インパネは、シンプルで機能的。アイボリーの文字盤にメッキリングを施したスピードメーターは大きくて文字もハッキリと見やすいし、スイッチ類もわかりやすい配置。タコメーター内に表示される「エコインジケーター」は、アクセルを踏み込み、2500rpmあたりを過ぎると消えるものの、アクセルから足を離すとすぐにまた点灯し、エコドライブをサポート。燃費はミラと同様、クラストップレベルの23.5km/リッターをマークし、自動車取得税と重量税が75%軽減される、エコカー減税対象車なんです。
目玉となるのが、国内初採用となるバックモニター内蔵ルームミラー(ココアプラスGに標準装備。ココアXに「バックモニターパック」としてメーカーオプション)。バックモニターは付けたいけれど、近所での街乗りがメインとなれば、ナビを付けるまでもないと考える人は多いはず。そこで、バックモニターだけ別に付けられないかと考え生まれたのがこのシステム。
シフトポジションを「R(リバース)」にすると、あーら不思議! バックカメラからのカラー映像がルームミラー左側に瞬時に映し出されるんです。モニターの大きさは2.4インチ(48×35.7mm)相当と小さめですが、映像も明るく鮮明で見やすいんです。こんな便利が装備だったら、私も自分のクルマにつけた〜い! ルームミラーだけ別売りで付けらんないかしら……ってバックカメラ装備してないとムリか。さらに、リバース連動ドアミラー(ユースフルドライビングパック)も、バック走行の頼もしい助っ人。

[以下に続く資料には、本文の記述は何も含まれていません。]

PR #3003, opened 2015-01-14
Fix bug 1121051: Add absolutify helper

robhudson:


apps/contentflagging/models.py
```diff
@@ -71,9 +67,8 @@ def flag(self, request, object, flag_type, explanation, recipients=None):
             subject = subject.format(object=object)
             t = loader.get_template('contentflagging/email/flagged.ltxt')
             url = '/admin/contentflagging/contentflag/' + str(object.pk)
-            host = Site.objects.get_current().domain
-            content = t.render(Context({'url':url,'host':host,
-                                        'object':object,'flag_type':flag_type}))
+            content = t.render(Context(
+                {'url': url, 'object': object, 'flag_type': flag_type}))
```
jezdez: Please don't indent just one tab but visually to the next item, so this is correct:

    content = t.render(Context({'url': url,
                                'object': object,
                                'flag_type': flag_type}))

kuma/wiki/events.py
```diff
@@ -60,24 +55,6 @@ def context_dict(revision):
     return context
 
 
-def notification_mails(revision, subject, template, url, users_and_watches):
```
jezdez: Because this is unused?

kuma/wiki/helpers.py
```diff
@@ -112,12 +113,13 @@ def format_comment(rev):
...
     comment = bugize_text(rev.comment if rev.comment else "")
 
-    #  If a page move, say so
+    # If a page move, say so
     if prev_rev and prev_rev.slug != rev.slug:
-        comment += (jinja2.Markup('<span class="slug-change">'
-                                  '<span>%s</span>'
-                                  ' <i class="icon-long-arrow-right" aria-hidden="true"></i> '
-                                  '<span>%s</span></span>') % (prev_rev.slug, rev.slug))
+        comment += (jinja2.Markup(
```
jezdez: The indentation was correct

kuma/wiki/helpers.py
```diff
@@ -277,3 +279,15 @@ def document_zone_management_links(user, document):
                                   args=(zone.id,))
 
     return links
+
+
+@register.filter
+def absolutify(url, site=None):
```
jezdez: Could you check if `url` is just a slash and set it to an empty string here? So we don't have to do `absolutify('')` but `absolutify('/')`?

kuma/wiki/management/commands/render_document.py
```diff
@@ -39,12 +40,7 @@ class Command(BaseCommand):
 
     def handle(self, *args, **options):
         self.options = options
-
-        self.base_url = options['baseurl']
-        if not self.base_url:
-            from django.contrib.sites.models import Site
-            site = Site.objects.get_current()
-            self.base_url = 'http://%s' % site.domain
+        self.base_url = options['baseurl'] or absolutify('')
```
jezdez: I've left a comment for the absolutify helper, I think this shouldn't be `absolutify('')` but `absolutify('/')` to signal that it's the root URL path.

kuma/wiki/tests/test_helpers.py
```diff
@@ -15,6 +17,15 @@ def test_tojson(self):
...
             '{"title": "&lt;script&gt;alert(&quot;Hi!&quot;)&lt;/script&gt;"}')
 
+    @mock.patch_object(Site.objects, 'get_current')
+    def test_absolutify(self, get_current):
+        get_current.return_value.domain = 'testserver'
+
+        eq_(absolutify('/woo'), 'https://testserver/woo')
+        eq_(absolutify('http://domain.com'), 'http://domain.com')
+        site = Site(domain='otherserver')
+        eq_(absolutify('/woo', site), 'https://otherserver/woo')
```
jezdez: Needs a test for `absolutify('')` and `absolutify('/')`, maybe even `absolutify('//')`

kuma/wiki/helpers.py
```diff
@@ -277,3 +279,15 @@ def document_zone_management_links(user, document):
...
+    """Takes a URL and prepends the `site.domain` to it."""
+    if not site:
+        site = Site.objects.get_current()
+
+    if url.startswith('http'):
+        return url
+    else:
+        return 'https://{domain}{url}'.format(domain=site.domain, url=url)
```
jezdez: This should use urljoin.urlunparse to prevent any nasty issues with URL joining

kuma/wiki/views.py
```diff
@@ -471,9 +471,8 @@ def document(request, document_slug, document_locale):
             raise Http404
 
         # Check if we should fall back to default locale.
-        fallback_doc, fallback_reason, redirect_url = _default_locale_fallback(request,
-                                                                               document_slug,
-                                                                               document_locale)
+        fallback_doc, fallback_reason, redirect_url = _default_locale_fallback(
+            request, document_slug, document_locale)
```
jezdez: The indentation was correct

kuma/wiki/views.py
```diff
@@ -525,16 +524,14 @@ def document(request, document_slug, document_locale):
...
+        rendering_params[param] = request.GET.get(param, False) is not False
     rendering_params['section'] = request.GET.get('section', None)
     rendering_params['render_raw_fallback'] = False
     rendering_params['use_rendered'] = kumascript.should_use_rendered(doc, request.GET)
 
     # Step 4: Get us some HTML to play with.
-    doc_html, ks_errors, render_raw_fallback = _get_html_and_errors(request,
-                                                                    doc,
-                                                                    rendering_params)
+    doc_html, ks_errors, render_raw_fallback = _get_html_and_errors(
```
jezdez: The indentation was correct.

kuma/wiki/views.py
```diff
@@ -929,17 +932,18 @@ def new_document(request):
...
-                             'parent_slug': parent_slug,
-                             'parent_id': initial_parent_id,
-                             'document_form': doc_form,
-                             'revision_form': rev_form,
-                             'WIKI_DOCUMENT_TAG_SUGGESTIONS': constance.config.WIKI_DOCUMENT_TAG_SUGGESTIONS,
-                             'initial_tags': initial_tags,
-                             'allow_add_attachment': allow_add_attachment,
-                             'attachment_form': AttachmentRevisionForm(),
-                             'parent_path': parent_path})
+        return render(
```
jezdez: Could you move the definition of the context to a variable? that would make this indentation a lot more readable, I've cleaned this up in some places here and there

kuma/wiki/events.py
robhudson: Yes. I found no use of it in the code. The last usage was removed a couple years ago by Ricky from what I could find.

kuma/wiki/helpers.py
robhudson: Good idea.

kuma/wiki/helpers.py
robhudson: I like that idea.

kuma/wiki/views.py
robhudson: In this case it was more than 80 characters

robhudson:
@jezdez Rebased and addressed comments.

kuma/wiki/views.py
jezdez: Ah, ok, then leave it

kuma/wiki/views.py
robhudson: Wrapping for 80 characters.

jezdez:
Looks like a legitimate test failure

robhudson:
Tests fixed. When I switched to `urlparse` it lost the query parameters. I added those back and am using `urlunparse`.

jezdez:
:heart_eyes_cat:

助手席側のドアミラーが下向きに角度を変え、左後輪付近の視界を確保してくれるから安心です!
“やわらかさ”には目がない女性にササるインテリア
インテリアは、アイボリー×ブラックのモダンな印象。なんといっても、女子にササるのがインパネとドアトリム! どちらもハンドバッグをイメージした立体的なラウンドスクエアで、シート同様パイピング処理を施し、インテリアに統一感を持たせています。曲面の処理は、ハンドバッグ独特の膨らみ感が絶妙に表現されていて、つい触れてしまいたくなるほど。ま、実際に触ったら樹脂素材なんで硬いんだけど、見た目は弾力がありそうなやわらかさを表現しているんですね。そこがイイんです。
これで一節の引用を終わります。